The increase in the income tax benefit is directly attributable to the decline
in pre-tax earnings discussed above.

RECENTLY ISSUED ACCOUNTING PRONOUNCEMENTS

    In June 2001, the Financial Accounting Standards Board issued SFAS No. 141,
"Business Combinations," and SFAS No. 142, "Goodwill and Other Intangible
Assets." SFAS No. 141 addresses financial accounting and reporting for business
combinations and requires that all business combinations be accounted for using
one method, the purchase method. The Statement applies to all business
combinations initiated after June 30, 2001. SFAS No. 142 addresses financial
accounting and reporting at the point of acquisition for intangible assets
acquired individually or with a group of other assets, other than those acquired
in a business combination, and the financial accounting and reporting for
goodwill and other intangible assets subsequent to their acquisition. Under this
Statement, all goodwill and those intangible assets with indefinite useful lives
will no longer be amortized, but rather will be tested at least annually for
impairment.
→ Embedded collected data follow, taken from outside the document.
PR #820, opened 2023-03-20
Makes .py output black compliant

### LINKED ISSUE #482: Auto-generated write_to file triggering errors in flake8, pydocstyle, and pylint

ns-rse:
Closes #482

* Replace single for double quotes in output so that linting with Black passes.
* Updates tests.

### DIFF
--- a/src/setuptools_scm/__init__.py
+++ b/src/setuptools_scm/__init__.py
@@ -4,7 +4,7 @@
 """
 from __future__ import annotations
 
-import os
+from pathlib import Path
 import re
 from typing import Any
 from typing import Pattern
@@ -46,8 +46,8 @@ def dump_version(
     template: str | None = None,
 ) -> None:
     assert isinstance(version, str)
-    target = os.path.normpath(os.path.join(root, write_to))
-    ext = os.path.splitext(target)[1]
+    target = Path(root) / Path(write_to)
+    ext = target.suffix
     template = template or TEMPLATES.get(ext)
     from ._trace import trace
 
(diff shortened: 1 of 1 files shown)


src/setuptools_scm/__init__.py
```diff
@@ -46,22 +46,27 @@ def dump_version(
...
+                target,
             )
         )
     version_tuple = _version_as_tuple(version)
 
-    with open(target, "w") as fp:
-        fp.write(template.format(version=version, version_tuple=version_tuple))
+    with target.open("w") as fp:
+        fp.write(
+            template.format(version=version, version_tuple=version_tuple).replace(
```
RonnyPfannschmidt, line 66: Can't accept that as is, as it may break templates that include certain escapes

RonnyPfannschmidt (changes requested):

PR #821, opened 2023-03-20
Makes .py output black compliant

### LINKED ISSUE #482: Auto-generated write_to file triggering errors in flake8, pydocstyle, and pylint

ns-rse:
Closes #482

* Replaces single with double quotes in output.
* Updates tests in light of this.

### DIFF
--- a/src/setuptools_scm/__init__.py
+++ b/src/setuptools_scm/__init__.py
@@ -62,10 +62,11 @@ def dump_version(
     version_tuple = _version_as_tuple(version)
 
     if ext == ".py":
-        template = template.replace("'", '"')
-
-    with target.open("w") as fp:
-        fp.write(template.format(version=version, version_tuple=version_tuple))
+        with target.open("w") as fp:
+            fp.write(template.format(version=version, version_tuple=version_tuple).replace("'", '"'))
+    else:
+        with target.open("w") as fp:
+            fp.write(template.format(version=version, version_tuple=version_tuple))
 
 
 def _do_parse(config: Configuration) -> _t.SCMVERSION | None:
@@ -78,9 +79,7 @@ def _do_parse(config: Configuration) -> _t.SCMVERSION | None:
     if config.parse:
         parse_result = config.parse(config.absolute_root, config=config)
         if isinstance(parse_result, str):
-            raise TypeError(
-                f"version parse result was {str!r}\nplease return a parsed version"
-            )
+            raise TypeError(f"version parse result was {str!r}\nplease return a parsed version")
 
         if parse_result:
             assert isinstance(parse_result, ScmVersion)
@@ -89,9 +88,7 @@ def _do_parse(config: Configuration) -> _t.SCMVERSION | None:
             parsed_version = _version_from_entrypoints(config, fallback=True)
     else:
         # include fallbacks after dropping them from the main entrypoint
-        parsed_version = _version_from_entrypoints(config) or _version_from_entrypoints(
-            config, fallback=True
-        )
+        parsed_version = _version_from_entrypoints(config) or _version_from_entrypoints(config, fallback=True)
 
     return parsed_version
 
--- a/src/setuptools_scm/__init__.py
+++ b/src/setuptools_scm/__init__.py
@@ -4,7 +4,7 @@
 """
 from __future__ import annotations
 
-import os
+from pathlib import Path
 import re
 from typing import Any
 from typing import Pattern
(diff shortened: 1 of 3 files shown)


src/setuptools_scm/__init__.py
```diff
@@ -46,22 +46,27 @@ def dump_version(
...
             )
         )
     version_tuple = _version_as_tuple(version)
 
-    with open(target, "w") as fp:
-        fp.write(template.format(version=version, version_tuple=version_tuple))
+    with target.open("w") as fp:
+        fp.write(
+            template.format(version=version, version_tuple=version_tuple).replace(
+                "'", '"'
```
RonnyPfannschmidt: This unfortunately is unacceptable as it may break custom templates

RonnyPfannschmidt (changes requested):

RonnyPfannschmidt:
Please avoid repeatedly creating new pull requests for the same set of changes

ns-rse:
> Please avoid repeatedly creating new pull requests for the same set of changes

My apologies, I pushed the change too early with an error then cocked up fixing it.

I've now restricted quote substitution to only files that are `.py` which are those that may be linted by Black. I was unsure whether to restrict further to only do so when the `TEMPLATES` derived `.py` are used and would happily take advice on this.

src/setuptools_scm/__init__.py
```diff
@@ -46,21 +46,25 @@ def dump_version(
...
-                os.path.splitext(target)[1], target
+                ext,
+                target,
             )
         )
     version_tuple = _version_as_tuple(version)
 
-    with open(target, "w") as fp:
+    if ext == ".py":
+        template = template.replace("'", '"')
```
RonnyPfannschmidt: this still breaks 3rd party templates while also not solving the repr issue

ns-rse:
Sorry, forgot to check the tests will resolve that now.

src/setuptools_scm/__init__.py
ns-rse: Yes I realised when the tests failed (putting child to bed distracted me). Just worked through and have corrected and checked, tests pass locally. :crossed_fingers:

src/setuptools_scm/__init__.py
```diff
@@ -46,22 +46,31 @@ def dump_version(
...
         )
     version_tuple = _version_as_tuple(version)
 
-    with open(target, "w") as fp:
-        fp.write(template.format(version=version, version_tuple=version_tuple))
+    if ext == ".py":
+        with target.open("w") as fp:
+            fp.write(
+                template.format(version=version, version_tuple=version_tuple).replace(
+                    "'", '"'
```
RonnyPfannschmidt, line 68: this pattern still can break examples

all it needs is a example with a required string thats getting broken by this

this replacement is only safe if it validates before and after generates the same ast

its far safer to have a  str wrapper that adds a format type thats returns a black safe string for tuples or strs

ns-rse: Thanks for the explanation and pointers. "_str wrapper_" is something I'm going to have to go and learn about, probably best closing this for now and I'll make another PR when I've understood the suggestion, got some working code and written tests if required.

PR #848, opened 2023-05-17
Normalize the dist-name, as per PEP503, when looking for overrides

### LINKED ISSUE #829: SETUPTOOLS_SCM_PRETEND_VERSION_FOR_DIST_NAME should escape hyphens
While it is great being able to override SETUPTOOLS_SCM_PRETEND_VERSION for a particular distribution (e.g. working on a CI that doesn't clone full `.git` history or remotely developing inside a docker container through ssh), it currently has an inconvenience: setting the environment variable will likely not be shell-compliant, as most python package names contain dashes/hyphens, and those are not allowed. For instance, if your package is called `hello-world`, the following would not work:
```sh
export SETUPTOOLS_SCM_PRETEND_VERSION_FOR_HELLO-WORLD=1.2.3
# bash: export: `SETUPTOOLS_SCM_PRETEND_VERSION_FOR_HELLO-WORLD=1.2.3': not a valid identifier
```
whereas with
```sh
export SETUPTOOLS_SCM_PRETEND_VERSION_FOR_HELLO_WORLD=1.2.3
pip install .
```
the override gets ignored.

The only workaround I've found is using the following syntax:
```sh
env 'SETUPTOOLS_SCM_PRETEND_VERSION_FOR_HELLO-WORLD=1.2.3' pip install .
```
but it isn't a great user experience, especially since it can't easily be set externally.

Intuitively, it seems like the fix would be to simply replace `dist_name.upper()` in https://github.com/pypa/setuptools_scm/blob/main/src/setuptools_scm/_overrides.py#L19 with `dist_name.upper().replace("-", "_")`

pelson:
Closes #829.

It is worth noting that technically this is a breaking change. I didn't aim for backwards compat, as I figured the behaviour was pretty inconvenient/unfriendly, as per the original issue.

### DIFF
--- a/CHANGELOG.rst
+++ b/CHANGELOG.rst
@@ -15,6 +15,7 @@ breaking
   and where hiding dirty states that are now explicitly dirty
 * depend on later importlib for the full selectable api
 * move setuptools integration code to private sub-package
+* use normalized dist names for the SETUPTOOLS_SCM_PRETEND_VERSION_FOR_${DIST_NAME}
 
 features
 --------
--- a/README.rst
+++ b/README.rst
@@ -262,7 +262,7 @@ Note that running this Dockerfile requires docker with BuildKit enabled
 `[docs] <https://github.com/moby/buildkit/blob/v0.8.3/frontend/dockerfile/docs/syntax.md>`_.
 
 To avoid BuildKit and mounting of the .git folder altogether, one can also pass the desired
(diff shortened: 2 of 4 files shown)


RonnyPfannschmidt (changes requested):
Lovely, thanks! 

let's add a note on this breaking change to the changelog and land it

RonnyPfannschmidt (approved):

RonnyPfannschmidt:
thanks!

pelson:
> thanks!

Glad we could ship it!

Thanks for the quick response and positive experience! :+1:

PR #850, opened 2023-05-21
remove typing_extensions runtime dep on >= py3.8

gotmax23:
This makes it easier to bootstrap setuptools_scm and makes builds quicker, as pip doesn't need to download/install an extra package when preforming isolated builds.


RonnyPfannschmidt (approved):
Thanks for preparing this

Issue #561, opened 2021-04-24
opt out file finders


RonnyPfannschmidt:
followup to pypa/setuptools#2652
followup to #190

unfortunately people have to have setuptools_scm installed in their envs, and thus file finders are active even if they don't want them active

we should figure a local opt-out/in as workaround
a opt-in may be possible by adding well chosen global state

aka only working on folders we registered by  a integration before

jsallay:
I've read through the various issues on this subject and I just wanted to add a point that I haven't seen brought up.  I first noticed this issue when I saw that my CI files were being added to the sdist.  I also checked your releases and saw that the setuptools_scm .github folder is included in the sdist.

I worry about this from a security perspective because sometimes people hard-code secrets for CI.  By including it in the sdist, they are now releasing their secrets with the package (even when creating the package from a non-public repo).  I know that it would be better for people to NOT commit secrets to their repos.  But it happens quite often and it isn't obvious to a package creator that those files will be included.

allisonkarlitskaya:
To paraphrase a bit from #847: I really think this should be some kind of opt-in rather than an explicit opt-out.  Every user of setuptools should not be expected to opt-out of every single plugin that they know (or don't know) about just in case it might be installed in their environment.

Two ideas for a low-barrier opt in, which (together?) would probably cover 90%+ of existing users:
 - mention of `setuptools_scm` as a build dependency
 - `[tool.setuptools_scm]` section in `pyproject.toml`, as is done for the version behaviour

That could then be coupled with an explicit opt-out for people who want the version behavior without the file disting behaviour.

RonnyPfannschmidt:
Structurally this is a upstream issue with setuptools, a file finder is utterly blind and without context


Most recent setuptools versions are working on providing a new way to do this, but nobody so far tried to use that

I consider the secret leaking a strawman, any secret that's committed unencrypted to a git repo ough to be considered compromised

Im happy to accept contributions or to help anyone wanting to fix this in setuptools

I'm not going to try to fix this myself within the next 3-5 years

con-f-use:
Btw. with build isolation in wide use, e.g. by pip, why would people have setuptools_scm installed in their project's Python environment these days. Even when installing in editable mode, most tools would build an editable wheel in isolation and install that . As a build dependency in the isolated  build env, setuptools_scm gets automatically downloaded and when not building, I don't see why you'd need it. What am I missing?

[...]

PR #851, opened 2023-05-23
Allow opt-out of find_files behavior. (issue 561)

daveware-nv:
~Changes it so find_files is only enabled with config parameter `enable_find_files` is set to true, otherwise will always return empty list.~

Adds config argument `enable_find_files` that when set to `false` allows `find_files` behavior to be disabled.

Addresses https://github.com/pypa/setuptools_scm/issues/561

### DIFF
--- a/README.rst
+++ b/README.rst
@@ -7,9 +7,10 @@ or in a SCM managed file.
 
 Additionally ``setuptools_scm`` provides setuptools with a list of
 files that are managed by the SCM (i.e. it automatically adds all of
-the SCM-managed files to the sdist). This is opt-in, by supplying
-config argument: ``enable_find_files``. Once opted in unwanted files
-must be excluded by discarding them via ``MANIFEST.in``.
+the SCM-managed files to the sdist). Unwanted files must be excluded
+by discarding them via ``MANIFEST.in``. It is also possible to
+opt-out of this behavior by setting the ``enable_find_files`` config
+argument to false.
 
 ``setuptools_scm`` supports the following scm out of the box:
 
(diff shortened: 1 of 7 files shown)


RonnyPfannschmidt (changes requested):
for legacy support this has to be opt-in

im researching ways to enable this better by adding a new sdist subcommand instead of obtaining a unrelated possibly miss-configured config object for just the file listing

daveware-nv:
OK, I've switched the default to true.

ljames8:
isn't this PR good to be merged now the requested changes have been made ?

RonnyPfannschmidt:
cant merge this yet as opting out of the file finders possibly opts into version finding + there is a bug

Lenbok:
@RonnyPfannschmidt Do you have more information, e.g. what is the bug that is preventing this being merged?

webknjaz:
@daveware-nv looks like the PR title needs to be fixed to reflect the post-review changes. Could you update it?

RonnyPfannschmidt:
currently there are many merge conflicts - im unable to merge as is

in the next major release i want to switch from file finders to custom setuptools subcommands as currently file finder opt out requires setuptools_scm "opt-in"

jaraco:
> cant merge this yet as opting out of the file finders possibly opts into version finding + there is a bug

In https://github.com/pypa/setuptools_scm/pull/364#discussion_r349931908, I advocated for there being a separate boolean to enable (or disable) version inference. Probably that needs to be implemented (first) so people can opt out of versions inference as well. Either that, or the `tool.setuptools_scm` needs to be deprecated and superseded by a new name that could have different defaults (and doesn't use the section header to imply enablement of a feature).

RonnyPfannschmidt:
closing due to lack of follow up

Issue #840, opened 2023-04-26
Dependency on hatchling is leading to a circular reference


gmc444-b:
`setuptools_scm` v 7.0.1 now uses `hatchling` as a build backend. I'm encountering a circular dependency, where `hatchling` 1.14.0 depends on `pluggy` 1.0.0, which depends on `setuptools_scm`.

Would it be possible to avoid using `hatchling`?

gmc444-b:
I need to correct what I reported above. The dependency comes up with the work going into the 8.0 release, not the 7.0.1 release. But you may still want to be aware of the circular dependency.

PR #852, opened 2023-05-24
fix typing-extensions constraint and don't duplicate runtime deps

gotmax23:


RonnyPfannschmidt (commented):
Lovely, i wasn't aware of that option

Unfortunately I'll have to go back to setuptools due to bootstrapping concerns for now

RonnyPfannschmidt:
#855 migrates back to setuptools to resolve #840 - i wonder if we can replicate this for setuptools, or if we need some extra code

RonnyPfannschmidt:
for now im closing this as the solution for setuptools seems non-obvious

this is still relevant if we ever get the chance for a more complete hatch port when the dependeny loop can be resolved

RonnyPfannschmidt:
thanks for providing this solution, its indeed awesome and its a bummer we have to stay on plain setuptools for a while longer

i'll definitively take it in once we get a chance

PR #153, opened 2021-05-12
Adding log statement to include the hostname on which a particular op…

roopakparikh:
Added a log statement to make it easy for customers to debug which host failed in a multi-threaded environment.

I am still testing it end to end, sending it out for a quick review

### DIFF
--- a/pkg/cmdexec/executor.go
+++ b/pkg/cmdexec/executor.go
@@ -42,6 +42,8 @@ func (c LocalExecutor) RunWithStdout(name string, args ...string) (string, error
 // RemoteExecutor as the name implies runs commands usign SSH on remote host
 type RemoteExecutor struct {
 	Client ssh.Client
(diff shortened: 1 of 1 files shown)


pkg/cmdexec/executor.go
```diff
@@ -42,6 +42,8 @@ func (c LocalExecutor) RunWithStdout(name string, args ...string) (string, error
 // RemoteExecutor as the name implies runs commands usign SSH on remote host
 type RemoteExecutor struct {
 	Client ssh.Client
+	// host name for debugging purposes
```
anupbarve, line 45: nit :
This is generic enough and can be used to log info other than host name. I am anticipating this functionality to get updated for ssh tunneling as well and we may want to log that info too.
Maybe just update the comment to indicate so ?

anupbarve (approved):

PR #155, opened 2021-05-18
Moved swap off to check-node

devidask27:
Moved swap off functionality from prep-node to check-node

./pf9ctl prep-node -i 172.20.7.2 -u ubuntu -s /home/ubuntu/.ssh/mykey
✓ Loaded Config Successfully
✓ Removal of existing CLI
✓ Existing Platform9 Packages Check
✓ Required OS Packages Check
✓ SudoCheck
✓ CPUCheck
✓ DiskCheck
✓ MemoryCheck
✓ PortCheck
✓ Existing Kubernetes Cluster Check
✓ Disabling swap and removing swap in fstab

✓ Completed Pre-Requisite Checks successfully

------------------------------------------------------------
./pf9ctl prep-node -i 172.20.7.109 -u ubuntu -s /home/ubuntu/.ssh/mykey --disableSwapOff
✓ Loaded Config Successfully
✓ Removal of existing CLI
x Existing Platform9 Packages Check - Platform9 packages already exist. These must be uninstalled.
✓ Required OS Packages Check
✓ SudoCheck
✓ CPUCheck
✓ DiskCheck
✓ MemoryCheck
x PortCheck - Following port(s) should not be in use: 10250, 3306
x Existing Kubernetes Cluster Check - A Kubernetes cluster is already running on node

x Required pre-requisite check(s) failed.

### DIFF
--- a/pkg/platform/centos/centos.go
+++ b/pkg/platform/centos/centos.go
@@ -296,7 +296,7 @@ func (c *CentOS) installOSPackages(p string) error {
 func (c *CentOS) disableSwap() (bool, error) {
 	err := swapoff.SetupNode(c.exec)
 	if err != nil {
-		return false, errors.New("error occured while removing swap")
+		return false, errors.New("error occured while disabling swap")
 	} else {
 		return true, nil
 	}
--- a/pkg/platform/centos/centos.go
+++ b/pkg/platform/centos/centos.go
@@ -10,6 +10,7 @@ import (
 
 	"github.com/platform9/pf9ctl/pkg/cmdexec"
 	"github.com/platform9/pf9ctl/pkg/platform"
+	"github.com/platform9/pf9ctl/pkg/swapoff"
 	"github.com/platform9/pf9ctl/pkg/util"
 	"go.uber.org/zap"
 )
@@ -61,6 +62,11 @@ func (c *CentOS) Check() []platform.Check {
 
 	result, err = c.checkKubernetesCluster()
 	checks = append(checks, platform.Check{"Existing Kubernetes Cluster Check", true, result, err, fmt.Sprintf("%s", err)})
+
+	if !util.SwapOffDisabled {
+		result, err = c.disableSwap()
+		checks = append(checks, platform.Check{"Disabling swap and removing swap in fstab", true, result, err, fmt.Sprintf("%s", err)})
+	}
 
 	return checks
 }
@@ -268,7 +274,7 @@ func (c *CentOS) Version() (string, error) {
 	if err != nil {
 		return "", fmt.Errorf("Couldn't read the OS configuration file os-release: %s", err.Error())
 	}
-	if match, _:= regexp.MatchString(`.*7\.[3-9]\.*|.*8\.[3]\.*`, string(out)); match {
+	if match, _ := regexp.MatchString(`.*7\.[3-9]\.*|.*8\.[3]\.*`, string(out)); match {
 		return "redhat", nil
 	}
 	return "", fmt.Errorf("Unable to determine OS type: %s", string(out))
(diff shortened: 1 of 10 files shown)


pkg/pmk/checkNode.go
```diff
@@ -85,6 +86,11 @@ func CheckNode(ctx Config, allClients Client) (CheckNodeResult, error) {
 	defer s.Stop()
 	s.Suffix = " Running pre-requisite checks and installing any missing OS packages"
 	checks := platform.Check()
+	if !SwapOffDisabled {
+		checks = disableSwap(os, allClients.Executor, checks)
+	} else {
+		zap.S().Debug("disableSwapOff is set, not disabling the swap")
+	}
```
anupbarve, line 93: Let us not convolute the logic with some checks here and some in platform module. 
It becomes very hard to maintain such code.
Could you please treat this check similar to other checks and make it a mandatory one ?

anupbarve (changes requested):

anupbarve:
Could you also test the failure case, where disable swapoff failure is manually induced and then check-node detects it.

pkg/platform/debian/debian.go
```diff
@@ -61,6 +62,10 @@ func (d *Debian) Check() []platform.Check {
 	result, err = d.checkKubernetesCluster()
 	checks = append(checks, platform.Check{"Existing Kubernetes Cluster Check", true, result, err, fmt.Sprintf("%s", err)})
 
+	if !util.SwapOffDisabled {
```
anupbarve, line 65: Can we move this check inside `disableSwap` swap function itself. 
This will make it self-sufficient.

pkg/platform/debian/debian.go
```diff
@@ -288,3 +293,12 @@ func (d *Debian) installOSPackages(p string) error {
 	_, err = d.exec.RunWithStdout("bash", "-c", fmt.Sprintf("apt install -qq -y %s", p))
 	return nil
 }
+
+func (d *Debian) disableSwap() (bool, error) {
+	err := swapoff.SetupNode(d.exec)
+	if err != nil {
+		return false, errors.New("error occured while removing swap")
```
anupbarve, line 300: s/removing/disabling

pkg/platform/centos/centos.go
```diff
@@ -286,3 +292,12 @@ func (c *CentOS) installOSPackages(p string) error {
 	_, err = c.exec.RunWithStdout("bash", "-c", fmt.Sprintf("yum -q -y install %s", p))
 	return nil
 }
+
+func (c *CentOS) disableSwap() (bool, error) {
+	err := swapoff.SetupNode(c.exec)
+	if err != nil {
+		return false, errors.New("error occured while removing swap")
```
anupbarve, line 299: s/removing/disabling

pkg/platform/centos/centos.go
```diff
@@ -62,6 +63,11 @@ func (c *CentOS) Check() []platform.Check {
 	result, err = c.checkKubernetesCluster()
 	checks = append(checks, platform.Check{"Existing Kubernetes Cluster Check", true, result, err, fmt.Sprintf("%s", err)})
 
+	if !util.SwapOffDisabled {
```
anupbarve, line 66: Can we move this to disableSwap function, to make it self-sufficient?

anupbarve (changes requested):
1.  Did you try to induce failure in swapoff disable function ?
2. Can we add as test case for this functionality in our existing test case infra ?

pkg/platform/debian/debian.go
devidask27: I think we cannot move. because whether to call disableSwap or not is depends on this flag.

pkg/platform/centos/centos.go
devidask27: I think we cannot move. because whether to call disableSwap or not is depends on this flag.

pkg/platform/debian/debian.go
anupbarve: I am proposing something like this:

`
disableSwap {
 if util.SwapOffDisabled
     return
logic for disableSwap
}
`

devidask27: yes we can do that. 
if util.SwapOffDisabled 
return false, nill

But check node will fail because this is mandatary check

anupbarve (approved):

PR #157, opened 2021-05-26
Modified the message to pass password during config set through (-p flag).

AnirudhPokala:
Config Set fails, if password contains special characters and passed through -p flag during config set. So, we should pass using single quotes. 

Screenshot 2021-05-26 at 3 29 14 PM

### DIFF
--- a/cmd/config.go
+++ b/cmd/config.go
@@ -77,7 +77,7 @@ func configCmdCreateRun(cmd *cobra.Command, args []string) {
 		if err := validateUserCredentials(ctx, c); err != nil {
 
 			if SetConfigByParameters {
-				zap.S().Fatalf("Invalid credentials entered (Username/Password/Tenant)")
+				zap.S().Fatalf("Invalid credentials entered (Username/Password/Tenant), use 'single quotes' to pass password ")
 				credentialFlag = false
 			} else {
 				//Clearing the invalid config entered. So that it will ask for new information again.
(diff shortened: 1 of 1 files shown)


cmd/config.go
```diff
@@ -77,7 +77,7 @@ func configCmdCreateRun(cmd *cobra.Command, args []string) {
 		if err := validateUserCredentials(ctx, c); err != nil {
 
 			if SetConfigByParameters {
-				zap.S().Fatalf("Invalid credentials entered (Username/Password/Tenant)")
+				zap.S().Fatalf("Invalid credentials entered (Username/Password/Tenant), use 'single quotes' to pass password ")
```
nikhilbandi, line 80: Better one: "use 'single quotes' to enter password."
Please make this change at both places.

nikhilbandi (changes requested):
Please implement minor suggestion.

cmd/config.go
AnirudhPokala: But Nikhil, we are passing the password through flags right, so kept "to pass password", as we did the same in check-node, prep-node case.

AnirudhPokala: So should we change the same in check-node and prep-node case also?

nikhilbandi: OK then. To keep it consistent, let's keep 'pass password' here.
Although, 'enter' looks more appropriate. We will discuss & decide on that later.

nikhilbandi (approved):
Approving.

PR #163, opened 2021-06-13
Private/devidask/dpkg lock check

devidask27:
- Added pre-requisite check to check if there is lock on dpkg and apt.
- Added pre-requisite check to check if system is booted with systemd(PID=1)


anupbarve (changes requested):
Need to add tests for these checks.

pkg/platform/debian/debian.go
```diff
@@ -314,3 +323,36 @@ func (d *Debian) checkNoexecPermission() (bool, error) {
...
+}
+
+func (d *Debian) checkIfSystemIsBootedWithSystemd() (bool, error) {
+	_, err := d.exec.RunWithStdout("bash", "-c", "pidof systemd | grep '1$'")
+	if err != nil {
+		return false, errors.New("PID of systemd is not 1")
+	} else {
+		return true, nil
+	}
+}
```
anupbarve, line 358: Please remove this check from the current PR. 
We are not yet sure if it works.
Also remove the corresponding test cases. 
We will take it up as part of another PR.

devidask27: Okay

pkg/platform/centos/centos.go
```diff
@@ -313,3 +316,12 @@ func (c *CentOS) checkNoexecPermission() (bool, error) {
...
 }
+
+func (c *CentOS) checkIfSystemIsBootedWithSystemd() (bool, error) {
+	_, err := c.exec.RunWithStdout("bash", "-c", "pidof systemd | grep '1'")
+	if err != nil {
+		return false, errors.New("PID of systemd is not 1")
+	} else {
+		return true, nil
+	}
+}
```
anupbarve, line 327: Also need to remove this one

devidask27: Done

anupbarve (approved):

Intangible assets with finite useful lives will continue to be
amortized over those useful lives. The provisions of SFAS No. 142 are required
to be applied for fiscal years beginning after December 15, 2001, except that
goodwill and intangibles that arise from business combinations after June 30,
2001 will not be amortized. As such, we will adopt the Statement in its entirety
on April 1, 2002, and will apply the appropriate provisions to any business
combinations we may complete between June 30, 2001 and that date. Adoption of
these Statements will eliminate a portion of the amortization expense from our
Statement of Operations and Comprehensive Income (Loss), which for the quarter
ended September 30, 2001, totaled $35.9 million. For acquisitions completed
through September 30, 2001, we estimate that a balance of approximately $160
million of goodwill and intangibles will remain at April 1, 2002, assuming
amortization of goodwill and intangibles continues at current rates. We will
continue to evaluate the realizability of goodwill and intangibles prior to
adoption, particularly considering current economic conditions. Prior to
adoption, impairment charges may be recorded if events or circumstances indicate
that goodwill or intangibles could not be realized under existing accounting
pronouncements.

    In August 2001, the Financial Accounting Standards Board issued SFAS No.
143, "Accounting for Asset Retirement Obligations," and SFAS No. 144,
"Accounting for the Impairment or Disposal of Long-Lived Assets." SFAS No. 143
requires the recognition of a liability for the fair value of an asset
retirement obligation in the period in which the obligation is incurred, if a
reasonable estimate of fair value can be made. If a reasonable estimate of fair
value cannot be made in the period the obligation is incurred, the liability
must be recognized when a reasonable estimate of fair value can be made. Upon
initial recognition of such a liability, an equal amount


                                       15

must be capitalized into the carrying amount of the related long-lived asset and
subsequently expensed over its useful life. The provisions of SFAS No. 143 are
required to be applied for fiscal years beginning after June 15, 2002. SFAS No.
144 supercedes FASB No. 121 and the accounting and reporting provisions of APB
Opinion No. 30 for the disposal of a segment of a business. This statement
establishes a single accounting model, based on the framework in SFAS No. 121,
for long-lived assets to be disposed of by sale and resolves significant
implementation issues related to Statement 121. The provisions of SFAS No. 144
are required to be applied for fiscal years beginning after December 15, 2001.
We believe that adoption of SFAS No. 143 and SFAS No. 144 will not have a
material effect on our financial position or results of operations.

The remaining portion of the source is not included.